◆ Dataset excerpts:
'''
PR #78, opened 2024-07-31
Split offline test into generation and evaluation

sophiasun0515:
Convert `offline.py` into `generate.py` and `evaluate.py`; add command line support for both scripts.

Confirmed that both generation and evaluation logic is working efficiently.


src/poprox_recommender/evaluation/evaluate.py
```diff
@@ -0,0 +1,116 @@
...
+from poprox_recommender.data.mind import MindData
+from poprox_recommender.evaluation.metrics import rank_biased_overlap
+from poprox_recommender.paths import project_root
+
+logger = logging.getLogger("poprox_recommender.measurement_offline")
+
+
+def compute_rec_metric(recs_df: pd.DataFrame, request: RecommendationRequest):
+    # Make sure you run generate.py first to get the recommendations data file
+    recs = recs_df[recs_df["user"] == request.interest_profile.profile_id]
```
mdekstrand, line 21: This is the first thing to speed up. For every test user (360K+), it is doing a linear scan over the entire recs data frame, so this process is O(N^2).

If you move ``user`` to the index in the main code, before your loop:

```python
recs_df = recs_df.set_index('user', append=True)
```

Then you can do a fast lookup:

```python
recs = recs_df.loc[str(request.interest_profile.profile_id)]
```

sophiasun0515: Yeah after the change now the time is lowered to 12 hr! I'll keep exploring if there can be other optimization

mdekstrand: Yep, there definitely will be.

src/poprox_recommender/evaluation/evaluate.py
```diff
@@ -0,0 +1,116 @@
...
+    truth = mind_data.user_truth(request.interest_profile.profile_id)
+
+    personalized = 1 if request.interest_profile.click_history.article_ids else 0
+
+    single_rr = topn.recip_rank(recs[recs["stage"] == "final"], truth[truth["rating"] > 0])
+    single_ndcg5 = topn.ndcg(recs, truth, k=5)
+    single_ndcg10 = topn.ndcg(recs, truth, k=10)
```
mdekstrand, line 28: these metrics also need to filter to final.

You probabaly want to filter the recs list once (`final = recs[recs["stage"] == "final"]`).

src/poprox_recommender/evaluation/evaluate.py
```diff
@@ -0,0 +1,116 @@
...
+from poprox_recommender.evaluation.metrics import rank_biased_overlap
+from poprox_recommender.paths import project_root
+
+logger = logging.getLogger("poprox_recommender.measurement_offline")
+
+
+def compute_rec_metric(recs_df: pd.DataFrame, request: RecommendationRequest):
+    # Make sure you run generate.py first to get the recommendations data file
+    recs = recs_df[recs_df["user"] == request.interest_profile.profile_id]
+    truth = mind_data.user_truth(request.interest_profile.profile_id)
```
mdekstrand, line 22: do we remember how this function works and how slow it is?

mdekstrand:
The `line_profiler` package is also quite helpful for figuring out where the program is spending its time.

src/poprox_recommender/evaluation/evaluate.py
sophiasun0515: The mind_data.user_truth() works like this:

```
    def user_truth(self, user: UUID) -> pd.DataFrame | None:
        """
        Look up the ground-truth data for a particular user, in LensKit format,
        with item UUIDs for item IDs.
        """
        try:
            uid = self.behavior_id_for_uuid(user)
            imp_log = str(self.behavior_df.loc[uid, "impressions"])
        except KeyError:
            raise ValueError(f"unknown user {user}")

        truth = pd.DataFrame.from_records(
            ((article.split("-")[0], int(article.split("-")[1])) for article in imp_log.split()),
            columns=["mind_item_id", "rating"],
        )
        truth["item"] = [self.news_uuid_for_id(aid) for aid in truth["mind_item_id"]]
        return truth.set_index("item")
```

I remember we discussed during our split of the generation code that this piece can be saved in the evaluate; maybe we can try to run and store truth data in a separate file as well?

mdekstrand: That's probably not our bottleneck then.

mdekstrand: It's using the index so should be reasonably fast.

mdekstrand:
Got this sped up to ~30 min, and it's currently running the measurement on my server.

The key was that Pandas indexes with duplicate / hierarchical index keys are not very fast. I pre-grouped the data in to a dictionary mapping user IDs to data frames, and that lookup is virtually instantaneous.

mdekstrand:
We're still waiting on 2 things @sophiasun0515 was working on:

- [ ] make the eval script also take command-line args
- [ ] figure out why the results are wrong (new code masures NDCG = 0)

sophiasun0515:
Thanks for following up! I was working on the 0 metrics issue for the past
two days but didn’t figure out the cause yet; the eval script command-line
args is also ongoing, but I can’t guarantee to finish it by tomorrow’s
meeting (which I’ll miss due to a visa appointment, and I’m driving to
Chicago today).

I’ll update again whenever I have progress.

karlhigley:
Okay, all good! Just wanted to make sure we didn't have code ready to go that hadn't been merged (which happens more often than you'd think!)

src/poprox_recommender/evaluation/evaluate.py
```diff
@@ -0,0 +1,148 @@
...
+        single_rbo10 = rank_biased_overlap(ranked, reranked, k=10)
+    else:
+        single_rbo5 = None
+        single_rbo10 = None
+
+    return single_ndcg5, single_ndcg10, single_rr, single_rbo5, single_rbo10, personalized
+
+
+def main():
+    options = docopt(__doc__)
```
mdekstrand, line 61: This file doesn't seem to have a docstring to define the accepted options.

src/poprox_recommender/evaluation/evaluate.py
```diff
@@ -0,0 +1,148 @@
...
+    setup_logging(verbose=options["--verbose"], log_file=options["--log-file"])
+
+    global mind_data
+    mind_data = MindData()
+
+    logger.info("loading recommendations")
+    recs_fn = project_root() / "outputs" / "mind-val-recommendations.parquet"
```
mdekstrand, line 68: we should take both input and output files from the command line, so this can be reused.

mdekstrand: The command line option could just be a NAME, and if NAME is `mind-val` it expects to find `mind-val-recommendations` and produces `mind-val-user-metrics` and `mind-val-metrics`.

mdekstrand: We can leave this configurability to a next PR though.

src/poprox_recommender/evaluation/evaluate.py
```diff
@@ -0,0 +1,148 @@
...
+from tqdm import tqdm
+
+from poprox_concepts.api.recommendations import RecommendationRequest
+from poprox_concepts.domain import Article, ArticleSet
+from poprox_recommender.data.mind import MindData
+from poprox_recommender.evaluation.metrics import rank_biased_overlap
+from poprox_recommender.logging_config import setup_logging
+from poprox_recommender.paths import project_root
+
+logger = logging.getLogger("poprox_recommender.evaluate_offline")
```
mdekstrand, line 20: Let's make the logger names match the package name (`poprox_recommender.evaluation.evaluate`).

src/poprox_recommender/evaluation/generate.py
```diff
@@ -0,0 +1,139 @@
...
+from tqdm import tqdm
+
+from poprox_concepts.api.recommendations import RecommendationRequest
+from poprox_concepts.domain import ArticleSet
+from poprox_recommender.data.mind import TEST_REC_COUNT, MindData
+from poprox_recommender.default import fallback_pipeline, personalized_pipeline
+from poprox_recommender.logging_config import setup_logging
+from poprox_recommender.pipeline import PipelineState, RecommendationPipeline
+
+logger = logging.getLogger("poprox_recommender.test_offline")
```
mdekstrand, line 33: Same comment here re: logger name.

mdekstrand (approved):

src/poprox_recommender/evaluation/generate.py
```diff
@@ -0,0 +1,139 @@
...
+
+# long-term TODO:
+# - support other MIND data (test?)
+# - support our data
+
+
+def extract_recs(
```
mdekstrand, line 40: This function is no longer going to work with the new pipeline & pipeline state, so we need to update it to that.

karlhigley: @mdekstrand Since you know the new pipeline abstraction best, maybe you could add a commit here to make that adjustment?

src/poprox_recommender/evaluation/evaluate.py
sophiasun0515: Sure, let me see if I can add to this PR (sbouldn't be too much extra work)

src/poprox_recommender/evaluation/generate.py
karlhigley:
```suggestion
logger = logging.getLogger(__name__)
```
'''
◆ Exercise requirements: Generate a verbatim printout of all the entries.

◆ Reply to the task:
PR #78, opened 2024-07-31
Split offline test into generation and evaluation

sophiasun0515:
Convert `offline.py` into `generate.py` and `evaluate.py`; add command line support for both scripts.

Confirmed that both generation and evaluation logic is working efficiently.


src/poprox_recommender/evaluation/evaluate.py
```diff
@@ -0,0 +1,116 @@
...
+from poprox_recommender.data.mind import MindData
+from poprox_recommender.evaluation.metrics import rank_biased_overlap
+from poprox_recommender.paths import project_root
+
+logger = logging.getLogger("poprox_recommender.measurement_offline")
+
+
+def compute_rec_metric(recs_df: pd.DataFrame, request: RecommendationRequest):
+    # Make sure you run generate.py first to get the recommendations data file
+    recs = recs_df[recs_df["user"] == request.interest_profile.profile_id]
```
mdekstrand, line 21: This is the first thing to speed up. For every test user (360K+), it is doing a linear scan over the entire recs data frame, so this process is O(N^2).

If you move ``user`` to the index in the main code, before your loop:

```python
recs_df = recs_df.set_index('user', append=True)
```

Then you can do a fast lookup:

```python
recs = recs_df.loc[str(request.interest_profile.profile_id)]
```

sophiasun0515: Yeah after the change now the time is lowered to 12 hr! I'll keep exploring if there can be other optimization

mdekstrand: Yep, there definitely will be.

src/poprox_recommender/evaluation/evaluate.py
```diff
@@ -0,0 +1,116 @@
...
+    truth = mind_data.user_truth(request.interest_profile.profile_id)
+
+    personalized = 1 if request.interest_profile.click_history.article_ids else 0
+
+    single_rr = topn.recip_rank(recs[recs["stage"] == "final"], truth[truth["rating"] > 0])
+    single_ndcg5 = topn.ndcg(recs, truth, k=5)
+    single_ndcg10 = topn.ndcg(recs, truth, k=10)
```
mdekstrand, line 28: these metrics also need to filter to final.

You probabaly want to filter the recs list once (`final = recs[recs["stage"] == "final"]`).

src/poprox_recommender/evaluation/evaluate.py
```diff
@@ -0,0 +1,116 @@
...
+from poprox_recommender.evaluation.metrics import rank_biased_overlap
+from poprox_recommender.paths import project_root
+
+logger = logging.getLogger("poprox_recommender.measurement_offline")
+
+
+def compute_rec_metric(recs_df: pd.DataFrame, request: RecommendationRequest):
+    # Make sure you run generate.py first to get the recommendations data file
+    recs = recs_df[recs_df["user"] == request.interest_profile.profile_id]
+    truth = mind_data.user_truth(request.interest_profile.profile_id)
```
mdekstrand, line 22: do we remember how this function works and how slow it is?

mdekstrand:
The `line_profiler` package is also quite helpful for figuring out where the program is spending its time.

src/poprox_recommender/evaluation/evaluate.py
sophiasun0515: The mind_data.user_truth() works like this:

```
    def user_truth(self, user: UUID) -> pd.DataFrame | None:
        """
        Look up the ground-truth data for a particular user, in LensKit format,
        with item UUIDs for item IDs.
        """
        try:
            uid = self.behavior_id_for_uuid(user)
            imp_log = str(self.behavior_df.loc[uid, "impressions"])
        except KeyError:
            raise ValueError(f"unknown user {user}")

        truth = pd.DataFrame.from_records(
            ((article.split("-")[0], int(article.split("-")[1])) for article in imp_log.split()),
            columns=["mind_item_id", "rating"],
        )
        truth["item"] = [self.news_uuid_for_id(aid) for aid in truth["mind_item_id"]]
        return truth.set_index("item")
```

I remember we discussed during our split of the generation code that this piece can be saved in the evaluate; maybe we can try to run and store truth data in a separate file as well?

mdekstrand: That's probably not our bottleneck then.

mdekstrand: It's using the index so should be reasonably fast.

mdekstrand:
Got this sped up to ~30 min, and it's currently running the measurement on my server.

The key was that Pandas indexes with duplicate / hierarchical index keys are not very fast. I pre-grouped the data in to a dictionary mapping user IDs to data frames, and that lookup is virtually instantaneous.

mdekstrand:
We're still waiting on 2 things @sophiasun0515 was working on:

- [ ] make the eval script also take command-line args
- [ ] figure out why the results are wrong (new code masures NDCG = 0)

sophiasun0515:
Thanks for following up! I was working on the 0 metrics issue for the past
two days but didn’t figure out the cause yet; the eval script command-line
args is also ongoing, but I can’t guarantee to finish it by tomorrow’s
meeting (which I’ll miss due to a visa appointment, and I’m driving to
Chicago today).

I’ll update again whenever I have progress.

karlhigley:
Okay, all good! Just wanted to make sure we didn't have code ready to go that hadn't been merged (which happens more often than you'd think!)

src/poprox_recommender/evaluation/evaluate.py
```diff
@@ -0,0 +1,148 @@
...
+        single_rbo10 = rank_biased_overlap(ranked, reranked, k=10)
+    else:
+        single_rbo5 = None
+        single_rbo10 = None
+
+    return single_ndcg5, single_ndcg10, single_rr, single_rbo5, single_rbo10, personalized
+
+
+def main():
+    options = docopt(__doc__)
```
mdekstrand, line 61: This file doesn't seem to have a docstring to define the accepted options.

src/poprox_recommender/evaluation/evaluate.py
```diff
@@ -0,0 +1,148 @@
...
+    setup_logging(verbose=options["--verbose"], log_file=options["--log-file"])
+
+    global mind_data
+    mind_data = MindData()
+
+    logger.info("loading recommendations")
+    recs_fn = project_root() / "outputs" / "mind-val-recommendations.parquet"
```
mdekstrand, line 68: we should take both input and output files from the command line, so this can be reused.

mdekstrand: The command line option could just be a NAME, and if NAME is `mind-val` it expects to find `mind-val-recommendations` and produces `mind-val-user-metrics` and `mind-val-metrics`.

mdekstrand: We can leave this configurability to a next PR though.

src/poprox_recommender/evaluation/evaluate.py
```diff
@@ -0,0 +1,148 @@
...
+from tqdm import tqdm
+
+from poprox_concepts.api.recommendations import RecommendationRequest
+from poprox_concepts.domain import Article, ArticleSet
+from poprox_recommender.data.mind import MindData
+from poprox_recommender.evaluation.metrics import rank_biased_overlap
+from poprox_recommender.logging_config import setup_logging
+from poprox_recommender.paths import project_root
+
+logger = logging.getLogger("poprox_recommender.evaluate_offline")
```
mdekstrand, line 20: Let's make the logger names match the package name (`poprox_recommender.evaluation.evaluate`).

src/poprox_recommender/evaluation/generate.py
```diff
@@ -0,0 +1,139 @@
...
+from tqdm import tqdm
+
+from poprox_concepts.api.recommendations import RecommendationRequest
+from poprox_concepts.domain import ArticleSet
+from poprox_recommender.data.mind import TEST_REC_COUNT, MindData
+from poprox_recommender.default import fallback_pipeline, personalized_pipeline
+from poprox_recommender.logging_config import setup_logging
+from poprox_recommender.pipeline import PipelineState, RecommendationPipeline
+
+logger = logging.getLogger("poprox_recommender.test_offline")
```
mdekstrand, line 33: Same comment here re: logger name.

mdekstrand (approved):

src/poprox_recommender/evaluation/generate.py
```diff
@@ -0,0 +1,139 @@
...
+
+# long-term TODO:
+# - support other MIND data (test?)
+# - support our data
+
+
+def extract_recs(
```
mdekstrand, line 40: This function is no longer going to work with the new pipeline & pipeline state, so we need to update it to that.

karlhigley: @mdekstrand Since you know the new pipeline abstraction best, maybe you could add a commit here to make that adjustment?

src/poprox_recommender/evaluation/evaluate.py
sophiasun0515: Sure, let me see if I can add to this PR (sbouldn't be too much extra work)

src/poprox_recommender/evaluation/generate.py
karlhigley:
```suggestion
logger = logging.getLogger(__name__)
```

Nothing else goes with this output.